Ezra hung out with me in the studio for a while as I pounded nails through paper and string through holes. We also ran into Gabby, which was a nice surprise. By the time 8 pm rolled around, I had everything but the corkscrew, which I had to borrow from Hope. I even had my knit kippa, and I'd brought an extra one. At first Max wore it, but he left and had to pass it off to someone else. I'm not sure if Max dislikes me, or if I just don't understand his sense of humor. Maybe both.

Anyhow, the seder was done in just under 2 hours, including the meal! (Of course, the shulchan orech consisted of: matzah ball soup, gefilte fish, pickles, and kugel. That's it.) My only regret: I forgot my YIDcore CD.

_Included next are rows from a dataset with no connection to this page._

PR #690, opened 2017-07-19
Add a build step to the mocha tests for easier cross-package integration

philipwalton:

This PR does a few primary things:

1. Replaces all instances of workbox.<package>.<Class> with just <Class>, which is imported at the top of the file and bundled into the test build.
2. Fixes up some inconsistencies that I noticed while doing my replacements in (1).
3. Includes part of @prateekbh's fix to the background sync queue initialization from IDB (without it some additional tests wouldn't pass).


gulp-tasks/build.js
```diff
@@ -44,11 +45,58 @@ const buildPackage = (projectPath) => {
...
+  return Promise.all([
+    buildJSBundle({
+      rollupConfig: {
+        entry: `./packages/${project}/test/browser/*.js`,
+        plugins: getPlugins(),
+      },
+      writeConfig: {
+        sourceMap: true,
+        format: 'iife',
+        dest: `./packages/${project}/build/test/browser.js`,
```
gauntface: Nit: Could we call this `browser-bundle.js` just so it hints that this isn't the source.

gulp-tasks/build.js
```diff
@@ -44,11 +45,58 @@ const buildPackage = (projectPath) => {
...
+        entry: [
+          `./utils/sw-test-utils.js`,
+          `./packages/${project}/test/sw/*.js`,
+        ],
+        plugins: getPlugins(),
+      },
+      writeConfig: {
+        sourceMap: true,
+        format: 'iife',
+        dest: `./packages/${project}/build/test/sw.js`,
```
gauntface: Same as above `sw-bundle.js`

gulp-tasks/build.js
```diff
@@ -44,11 +45,58 @@ const buildPackage = (projectPath) => {
...
     .then(() => printBuildTime(`${(Date.now() - startTime) / 1000}s`));
 };
 
+/**
+ * Builds the browser and service worker test bundles.
+ * @param {String} projectPath The path to a project directory.
+ * @return {Promise} Resolves if building succeeds, rejects if it fails.
+ */
+const buildTestBundles = (projectPath) => {
+  const getPlugins = () => [
```
gauntface: Nit: Could this just be an array of plugins rather than a function?

packages/workbox-background-sync/src/lib/request-queue.js
```diff
@@ -52,7 +52,9 @@ class RequestQueue {
    */
   async initQueue() {
     const idbQueue = await this._idbQDb.get(this._queueName);
-    this._queue.concat(idbQueue);
+    if (idbQueue) {
```
gauntface: Was this the fix from Prateeks other PR or something different?

packages/workbox-background-sync/test/browser/background-sync-queue-plugin.js
```diff
@@ -3,25 +3,38 @@
...
  distributed under the License is distributed on an "AS IS" BASIS,
  WITHOUT WARRANTIES OR CONDITIONS OF ANY KIND, either express or implied.
  See the License for the specific language governing permissions and
  limitations under the License.
- */
+*/
 
 /* eslint-env mocha, browser */
-/* global chai, workbox */
+/* global chai */
```
gauntface: I think @jeffposnick made it so this wouldn't be needed anymore during his eslint refactor.

packages/workbox-background-sync/test/browser/background-sync-queue.js
```diff
@@ -39,15 +41,15 @@ describe('background sync queue test', () => {
 
   let backgroundSyncQueue;
 
-  beforeEach(async function() {
+  beforeEach(async () => {
```
gauntface: These should be functions. Mocha does some weird binding stuff that simply won't work if there are fat arrow functions.

packages/workbox-background-sync/test/browser/background-sync-queue-plugin.js
```diff
@@ -3,25 +3,38 @@
...
+import IDBHelper from '../../../../lib/idb-helper.js';
+import BackgroundSyncQueuePlugin
+    from '../../src/lib/background-sync-queue-plugin.js';
+import {defaultDBName} from '../../src/lib/constants.js';
 
 describe('background-sync-queue-plugin test', () => {
-  const backgroundSyncQueue =
-      new workbox.backgroundSync.test.BackgroundSyncQueuePlugin({});
+  const db = new IDBHelper(defaultDBName, 1, 'QueueStore');
+  const resetDb = async () => {
```
gauntface: Please make this a function to make mocha happy.

packages/workbox-background-sync/test/browser/background-sync-queue.js
```diff
@@ -39,15 +41,15 @@ describe('background sync queue test', () => {
...
     responseAchieved = 0;
-    backgroundSyncQueue = new workbox.backgroundSync.test.BackgroundSyncQueue({
+    backgroundSyncQueue = new BackgroundSyncQueue({
       maxRetentionTime: MAX_AGE,
       callbacks: CALLBACKS,
     });
   });
 
-  afterEach(async function() {
+  afterEach(async () => {
```
gauntface: function for mocha.

packages/workbox-background-sync/test/browser/background-sync-queue.js
```diff
@@ -58,22 +60,20 @@ describe('background sync queue test', () => {
   });
 
   it('check defaults', () => {
```
gauntface: This should also be a function as well.

packages/workbox-background-sync/test/browser/queue-utils.js
```diff
@@ -3,43 +3,43 @@
...
  distributed under the License is distributed on an "AS IS" BASIS,
  WITHOUT WARRANTIES OR CONDITIONS OF ANY KIND, either express or implied.
  See the License for the specific language governing permissions and
  limitations under the License.
- */
+*/
 
 /* eslint-env mocha, browser */
-/* global chai, workbox */
+/* global chai */
```
gauntface: Don't think the chai global is needed.

packages/workbox-background-sync/test/browser/queue-utils.js
```diff
@@ -3,43 +3,43 @@
...
-      'bgQueueSyncDB', 1, 'QueueStore');
-    return idbHelper.getAllKeys()
-    .then((keys) => {
-      keys.forEach((key) => {
-        idbHelper.delete(key);
-      });
-    });
-  });
+  const db = new IDBHelper(defaultDBName, 1, 'QueueStore');
+  const resetDb = async () => {
```
gauntface: please check function for mocha methods throughout.

packages/workbox-broadcast-cache-update/test/sw/broadcast-update.js
```diff
@@ -1,22 +1,40 @@
...
   const channelName = 'test-channel';
   const channel = new BroadcastChannel(channelName);
   const cacheName = 'test-cache';
   const url = 'https://example.com';
   const source = 'test-source';
 
-  it(`should throw when broadcastUpdate() is called without any parameters`, function() {
-    expect(() => workbox.broadcastCacheUpdate.broadcastUpdate()).to.throw();
+  it(`should throw when broadcastUpdate() is called without any parameters`, () => {
+    expect(() => broadcastUpdate()).to.throw(TypeError);
```
gauntface: It sounds dodgy to me to be throwing a TypeError here, is it an exception we are throwing or is it an unexpected error from an edge case?

packages/workbox-precaching/test/sw/cookies.js
```diff
@@ -1,20 +1,38 @@
...
+ distributed under the License is distributed on an "AS IS" BASIS,
+ WITHOUT WARRANTIES OR CONDITIONS OF ANY KIND, either express or implied.
+ See the License for the specific language governing permissions and
+ limitations under the License.
+*/
+
+/* eslint-env mocha, browser */
+/* global expect */
+
+import RevisionedCacheManager
```
gauntface: What is the advantage of this vs testing the actual build files here?

I follow that for developing the tests with stubs etc, bundling is useful, but here we've switch from testing the dev and prod builds to a custom test build, which isn't necessarily bad, it's not going to cover some edge cases we've hit with the actual end builds.

packages/workbox-precaching/test/sw/failing-cache-tests.js
```diff
@@ -20,30 +38,28 @@ describe('Test Failing Cache Behavior', function() {
...
-    return unrevisionedCacheManager.install()
-    .then(() => {
-      throw new Error('Expected error to be thrown.');
-    }, (err) => {
-      expect(err).to.exist;
-      expect(err.name).to.equal('request-not-cached');
-      expect(err.extras.url).to.equal(new URL('/__test/404/', self.location).toString());
-    });
-  });
+  // it('should fail to install unrevisioned with 404 cache request', () => {
```
gauntface: Why comment when we can just skip?

utils/build.js
```diff
@@ -166,7 +166,7 @@ function generateBuildConfigs({formatToPath, baseDir, moduleName,
     buildConfigs.push({
       rollupConfig: {
         entry: entry || path.join(baseDir, 'src', 'index.js'),
-        plugins: [devReplacePlugin, ...basePlugins, babelPlugin],
```
gauntface: Why was this removed?

templates/test-sw.hbs
```diff
@@ -44,22 +44,22 @@
...
-      const expect = chai.expect;
+      window.expect = chai.expect;
     </script>
 
     <!-- Package-specific tests matching packages/<pkg>/test/browser/*.js -->
 
     <script>
     describe('{{pkg}} > test/sw/*.js', function() {
-      {{#each scripts}}
-      it(`should run '{{this}}' sw tests`, function() {
```
gauntface: This looks like you've removed the ability to test multiple test files in favor of a single file. Could we support both options? I.e. some files can be plain JS and some files can be bundled JS builds and the testing knows to look in two locations and load them accordingly?

templates/test-sw.hbs
```diff
@@ -44,22 +44,22 @@
 
     <script>
       mocha.setup({
-        ui: 'bdd'
+        ui: 'bdd',
+        timeout: 10000,
```
gauntface: Why set a globally long timeout when individual tests can (and IMO should) define the timeout. i.e. if  a test should pass / fail quickly, this will unnecessarily extend the test time.

templates/test-browser.hbs
```diff
@@ -55,13 +55,10 @@
...
       chai.should();
-      const expect = chai.expect;
+      window.expect = chai.expect;
     </script>
 
-    <!-- Package-specific tests matching packages/<pkg>/test/browser/*.js -->
-    {{#each scripts}}
-      <script src="{{this}}"></script>
-    {{/each}}
+    <script src="/packages/{{pkg}}/build/test/browser.js"></script>
```
gauntface: Again, would favor us being able to run both plain and bundle JS files

gulp-tasks/build.js
philipwalton: Done.

gulp-tasks/build.js
philipwalton: Done.

gulp-tasks/build.js
philipwalton: It can't, because each plugin has to be a fresh instance.

packages/workbox-background-sync/src/lib/request-queue.js
philipwalton: Yeah, as I mentioned in the PR description, I needed to include this to make the tests pass. What's strange is why it's still showing up in the diff since his change was merged.

I can take a look before the final merge.

packages/workbox-background-sync/test/browser/background-sync-queue-plugin.js
philipwalton: Ahh, it looks like @prateekbh is using `chai.assert` and everywhere else we use `chai.expect`, which is aliased to just `expect`.

I can remove this in all packages expect background sync, but we should probably be consistent everywhere.

packages/workbox-background-sync/test/browser/background-sync-queue.js
philipwalton: See my main comments for discussion on this.

packages/workbox-broadcast-cache-update/test/sw/broadcast-update.js
philipwalton: I think I just happened to notice it *was* a `TypeError` that was thrown, so I wanted to be a little more specific. I didn't want to get a false positive if we updated the code and a different error were thrown but the test still passed.

packages/workbox-precaching/test/sw/cookies.js
philipwalton: I'd be curious to hear what these edge cases were.

packages/workbox-precaching/test/sw/failing-cache-tests.js
philipwalton: IIRC, the `UnrevisionedCacheManager` file didn't build, so even just having the reference there was problematic.

I suppose I could leave it unchanged if you think that's preferable.

utils/build.js
philipwalton: Oh, I guess I forgot to ask this in the PR description.

I was going to mention that I removed it because I didn't see any reason to be minifying the dev build. I thought maybe it was an oversight?

templates/test-sw.hbs
philipwalton: I think that's fine, but then those tests would have to live in a separate directory, or have an identifiably different naming structure or something. Otherwise they'd be included in the test bundle.

Since we don't (AFAICT) have any instances of this currently, do you want to wait until the use case comes up?

templates/test-sw.hbs
philipwalton: I set this because when debugging it was annoying to get timeout errors. Then I noticed a 10 second timeout was in the browser template, so I kept it for consistency.

I can revert if you like.

templates/test-browser.hbs
philipwalton: Same comment as above.

philipwalton:
Individual responses inline, general responses below:

> 1.) The reason for it(), describe(), before() and after() all receiving functions rather than fat arrow functions is that Mocha does some weird binding to the functions to add methods like this.timeout() etc. I'd keep this functionality in rather than block it on fat arrow syntax.

Yeah, I'm aware of this (and annoyed by it), and I didn't convert `function` to `=>` anywhere `this` was referenced in a `describe` or `it` block. The reason I made the change in the first place is we were being inconsistent with usage, so I standardized on `=>`. I can standardize on `function` if that's preferred, but I think we should be consistent.

 > 2.)  I like the support of bundled test files, but I don't want the entire test suite requiring a single bundle file. The reason for this is that these tests are no longer testing the final builds which has caught subtle issues in the past (when we release we run the tests against dev and prod versions)

I'm not sure I understand the issue here. Couldn't we run the unit tests in prod mode to test that behavior, and then don't the webdriver tests check the final builds?

Also, if we're going to be doing away with individual package builds in the future, won't this be a non-issue?

packages/workbox-broadcast-cache-update/test/sw/broadcast-update.js
jeffposnick: The original code predated some of the changes to `assert.js`.

I think the best practice nowadays would be

```js
expect(() => broadcastUpdate()).to.throw('assertion-failed');
```

That will work with both the `prod` and `dev` bundles, as it checks the `name` property of the thrown exception, and in both cases that will be set to `'assertion-failed'`.

utils/build.js
jeffposnick: There's a back-and-forth about minification in the dev build in https://github.com/GoogleChrome/workbox/pull/594#issuecomment-305903950

packages/workbox-broadcast-cache-update/test/sw/broadcast-update.js
philipwalton: That's how I did the rest of them, so I can do that here as well. BTW, the syntax is slightly more verbose when referencing a property of the error rather than the message:

```js
expect(() => {
  broadcastUpdate();
}).to.throw().with.property('name', 'assertion-failed');
```

philipwalton: Hmmm, actually it looks like this error doesn't have a name:

```
Error: expected [TypeError: Cannot match against 'undefined' or 'null'.] to have property 'name' of 'assertion-failed', but got 'TypeError'
    at Context.it (http://localhost:3000/packages/workbox-broadcast-cache-update/build/test/sw-bundle.js:1441:24)
```

utils/build.js
philipwalton: Added my comments there. I'm in favor of *not* minifying in dev mode.

packages/workbox-background-sync/test/browser/background-sync-queue-plugin.js
gauntface: If you could make it consistent, that would be awesome.

packages/workbox-broadcast-cache-update/test/sw/broadcast-update.js
gauntface: This looks like it may be an uncaught error.

packages/workbox-precaching/test/sw/failing-cache-tests.js
gauntface: I would prefer, but it should build, if not that's a little more worrying.

utils/build.js
gauntface: Personally, I'm concerned developers will be shipping dev mode because it's a pain to switch between the files and if so we should probably minify.

templates/test-sw.hbs
gauntface: You have the use case for the bundling, my gut would be coming up with something than makes sense to you and following it.

Off the top of my head, have "bundled" under browser and sw directories, ignoring those from the test list, building them into browser and sw respectively as _bundled.js or something similar and making sure they are ignored with gitignore.

templates/test-sw.hbs
gauntface: can't argue with consistency. keep it in.

gauntface:
@philipwalton 

For 1 - yes go for consistency and yes to using function() everywhere, just to avoid weirdness if anyone tries to use describe() etc with timeouts or retries.

For 2 - We aren't doing away with package builds in the future, UMD will still be bundles of the packages, they just won't bundle the shared dependencies and how are they are used / served will be different. All of this is run through webdriver tests. The CLI and Build tests which are "closer to integration tests" will catch some errors, but the individual packages still catch different issues between the build types.

For now I'd rather add support to bundled tests along side the current testing approach and not replace it with bundling (i.e. forcing our tests to be bundled).

I would be happy to look at our testing infra in a different light for V3 but wouldn't want to make this big of a change at this point.

packages/workbox-background-sync/test/browser/background-sync-queue.js
philipwalton: Done.

packages/workbox-background-sync/test/browser/background-sync-queue.js
philipwalton: Done.

packages/workbox-background-sync/test/browser/queue-utils.js
philipwalton: It is in the background sync tests. I'll file an issue for @prateekbh to fix and make consistent.

packages/workbox-background-sync/test/browser/queue-utils.js
philipwalton: Done.

packages/workbox-broadcast-cache-update/test/sw/broadcast-update.js
philipwalton: Ahh, look like the `broadcastUpdate` function wasn't setting a default param. I changed:

```js
function broadcastUpdate({channel, cacheName, url, source}) {
```

to:

```js
function broadcastUpdate({channel, cacheName, url, source} = {}) {
```

packages/workbox-precaching/test/sw/failing-cache-tests.js
philipwalton: I reverted it back to how it was and kept the `.skip()`.

philipwalton:
> For now I'd rather add support to bundled tests along side the current testing approach and not replace it with bundling (i.e. forcing our tests to be bundled).

Ok, I think this is still possible. AFAICT I don't think any of my changes prohibit this. If you'd like me to revert any of the tests I've converted to bundling, let me know as I'm not sure which ones in particular you're concerned about.

Otherwise I think I've made all the requested changes, so pending the above we should be able to merge.

gauntface:
@philipwalton workbox-precaching is the only one I would like to be unbundled (largely because I have to maintain it and the un-bundling has helped me catch bugs in my tests). Will leave the other modules to @jeffposnick's discretion as the main author and fan of es2015 modules ;)

On a side not, I'd be curious if any of the browser tests could just take advantage of `script type="module"`. But that's for a future exploration and definitely not for this.

templates/test-browser.hbs
```diff
@@ -55,13 +55,10 @@
...
       chai.should();
-      const expect = chai.expect;
+      window.expect = chai.expect;
     </script>
 
-    <!-- Package-specific tests matching packages/<pkg>/test/browser/*.js -->
-    {{#each scripts}}
-      <script src="{{this}}"></script>
-    {{/each}}
+    <script src="/packages/{{pkg}}/build/test/browser-bundle.js"></script>
```
gauntface: Won't this change need to be undone to support multiple files?

templates/test-sw.hbs
```diff
@@ -44,22 +44,22 @@
...
     </script>
 
     <!-- Package-specific tests matching packages/<pkg>/test/browser/*.js -->
 
     <script>
     describe('{{pkg}} > test/sw/*.js', function() {
-      {{#each scripts}}
-      it(`should run '{{this}}' sw tests`, function() {
-        return window.goog.mochaUtils.registerServiceWorkerMochaTests('{{this}}');
+      it(`should run sw tests`, function() {
```
gauntface: Same as browser tests.

templates/test-browser.hbs
philipwalton: I was thinking all modules would have a bundle, but the `{{#each scripts}}` line above would allow it to also load other script files.

packages/workbox-background-sync/test/browser/background-sync-queue-plugin.js
philipwalton: It's consistent everywhere except background-sync. I'm going to open an issue for @prateekbh to do that.

templates/test-sw.hbs
philipwalton: These template changes work both for packages whose tests I changed as well as packages whose tests I didn't change, so I think it's good enough for now.

philipwalton:
@gauntface I reverted all test changes to workbox-precaching and the tests still pass, so I think we should be good. PTAL.

jeffposnick:
(I'm good if @gauntface is good.)

templates/test-browser.hbs
gauntface: Is this actually running all tests or is this just running the browser bundle for the modules that have it?

templates/test-sw.hbs
gauntface: Same as above - is this running all tests or just the bundle tests?

philipwalton:
Ahh, yes, sorry!

I updated the code to just use bundling for all modules (including precache), but since precache doesn't have any `import` statements, the bundling process is effectively just a concat, so it should be functionally identical to how it was before.

gauntface:
@philipwalton what are your plans for this?

philipwalton:
@gauntface Just waiting for an LGTM :)

gauntface:
The service worker tests are running on precache.

gauntface:
aren't*

philipwalton:
Re-reverted the test files in precaching.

The best part was that everyone had so much fun with this haggadah, they all kept their copies. I'm not sure how many of the organizer/activist jokes people got, but whatever. We skipped all the potentially controversial things, particularly the contemporary plagues section. But hey, this seder was still awesome. People were totally into it. And these kids remind me a lot of my first-year-of-college group of friends. For example, they're not prudes, but they don't really drink.

Thank you to Amanda for organizing such a fantastic seder/party, and to everyone who was there, who read and drank and sang and participated.